Insbesondere Arbeitsplätze mit Publikumsverkehr - also Tätigkeiten, bei denen es zum Kontakt mit der Öffentlichkeit kommt - seien betroffen, sagte Bullard. Der Währungshüter kann sich einen Anstieg der Arbeitslosenquote von zuletzt 3,5 Prozent auf bis zu 30 Prozent vorstellen. Auch Commerzbank-Ökonom Bernd Weidensteiner rechnet damit, dass die Arbeitslosenzahlen in den USA zur Jahresmitte einen Nachkriegsrekord erreichen. Er prognostiziert jedoch eine wesentlich niedrigere Quote von rund 11,5 Prozent.

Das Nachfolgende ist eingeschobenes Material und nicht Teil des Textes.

PR #4010, opened 2026-07-10
fix(web): batch-bind directory review no longer toasts success on partial failure

zensgit:
## What / why

`#3902` P3-2 residual: `DirectoryManagementView`'s batch-bind review flow always showed a blanket success toast/progress-chip on any 2xx response from `POST /api/admin/directory/accounts/batch-bind`, even when the server committed only some of the items. The backend (DT-HARDEN-04) already returns `{ items, updatedCount, failedCount, failed }` with per-item isolation, but the frontend consumer only read `data.items` (and inflated the count to `bindings.length` when `items` was empty), discarding `failedCount`/`failed` entirely. `submitReviewBindings` then unconditionally called `setStatus(successMessage)`.

This made batch-bind inconsistent with the sibling `batchAdmitReviewItems` handler in the same file, which already reads `failedCount`/`failed`, previews failed identities, and sets error-level status (landed in #3972 for batch-admit-users).

## Fix

- `postReviewBindings` now returns the full outcome `{ appliedCount, failedCount, failed }` instead of a bare (sometimes inflated) count.
- `submitReviewBindings` builds a partial-failure message (`已绑定 N 个目录成员，另有 M 个失败：<up to 3 failed identities>`) and sets `statusTone = 'error'` when `failedCount > 0`, mirroring the batch-admit pattern; the progress chip's `applied` count and completion message now reflect the real applied count instead of the caller's selection size.
- Extracted the failed-item preview formatting (previously duplicated inline in `batchAdmitReviewItems`) into a shared `readFailedBindingsPreview(failed, limit)` helper, used by both handlers, to avoid a third copy.

Single-item callers (`handleReviewBind`, `backfillUserMobileAndBindReviewItem`, `confirmRecommendedReviewBinding`) are unaffected in practice: a 1-item batch either fully succeeds or the backend throws before reaching the success path (`succeeded.length === 0 && failed.length > 0` → throw), so `failedCount > 0` is unreachable for them.

## CI wiring

`apps/web/tests/directoryManagementView.spec.ts` (5k+ lines) previously ran in **no CI workflow** — absent from `run-required-web-tests.sh`'s hand-kept filter and from every guard workflow's path filter. Per the lane brief's explicit risk note, I ran the whole file on `main` first (51/51 green, no pre-existing red/flaky tests), then added `directoryManagementView` to `apps/web/scripts/run-required-web-tests.sh` (the required `web-tests.yml` job) in a separate commit, verified green with the fix + new test (52/52), and re-ran the full required-web-tests script end to end (108 files / 1623 tests, all green) to rule out collateral damage from the filter change.

## Test evidence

Massives Konjunkturpaket beschlossen
Die rasante Ausbreitung des neuartigen Coronavirus Sars-CoV-2 hat die Wirtschaft und das öffentliche Leben in weiten Teilen der USA zum Erliegen gebracht. Etwa die Hälfte der rund 330 Millionen Amerikaner unterliegen inzwischen von Bundesstaaten verhängten Ausgangsbeschränkungen. Viele Geschäfte sind geschlossen, Restaurants und Hotels bleiben leer.
Ein riesiges Konjunkturpaket soll nun helfen, die wirtschaftlichen und sozialen Folgen der Krise abzufedern. Nach zähen Verhandlungen einigten sich Republikanern, Demokraten und Regierung im Senat auf Hilfen in Höhe von zwei Billionen Dollar (umgerechnet rund 1,85 Billionen Euro) - das entspricht fast zehn Prozent der jährlichen Wirtschaftsleistung. Das Hilfspaket soll Familien, Arbeitslose und Firmen in der Krise unterstützen und sieht überdies zusätzliche Milliardenbeträge für das Gesundheitssystem und besonders vom Coronavirus betroffene Staaten vor.
US-Notenbankchef: Könnten schon in einer Rezession sein
Unter anderem soll die bislang sehr begrenzte Arbeitslosenhilfe ausgeweitet werden. Zudem soll es Arbeitgebern möglich sein, Angestellte für bis zu vier Monate zu beurlauben, anstatt sie zu entlassen. In dieser Zeit würde der Staat für das Gehalt aufkommen. Ein wichtiger Bestandteil des Rettungspakets sind auch Kredite für kleinere und mittlere Unternehmen von insgesamt rund 350 Milliarden Dollar, die zu bestimmten Bedingungen später erlassen werden können. Das Finanzministerium soll außerdem noch 500 Milliarden Dollar für weitere Notkredite für Unternehmen zur Verfügung haben. Das Gesetzespaket muss aber am Freitag erst noch vom Repräsentantenhaus beschlossen werden.
Auch die US-Notenbank stehe in der Virus-Pandemie weiter als Krisenhelfer für die Wirtschaft parat, betonte deren Präsident Jerome Powell. Auch wenn der Leitzins bereits nahe null steht und die Fed ein umfangreiches Krisenpaket geschnürt hat, sieht Powell sein Arsenal noch nicht geleert. Es bestehe "noch Spielraum" für weitere Maßnahmen, sagte er. Er räumte jedoch ein, dass sich die Wirtschaft bereits in einer Rezession befinden könne. Zugleich äußerte Powell die Hoffnung, dass die Wirtschaft im späteren Jahresverlauf wieder wachse. Doch zunächst müsse das Virus unter Kontrolle gebracht werden.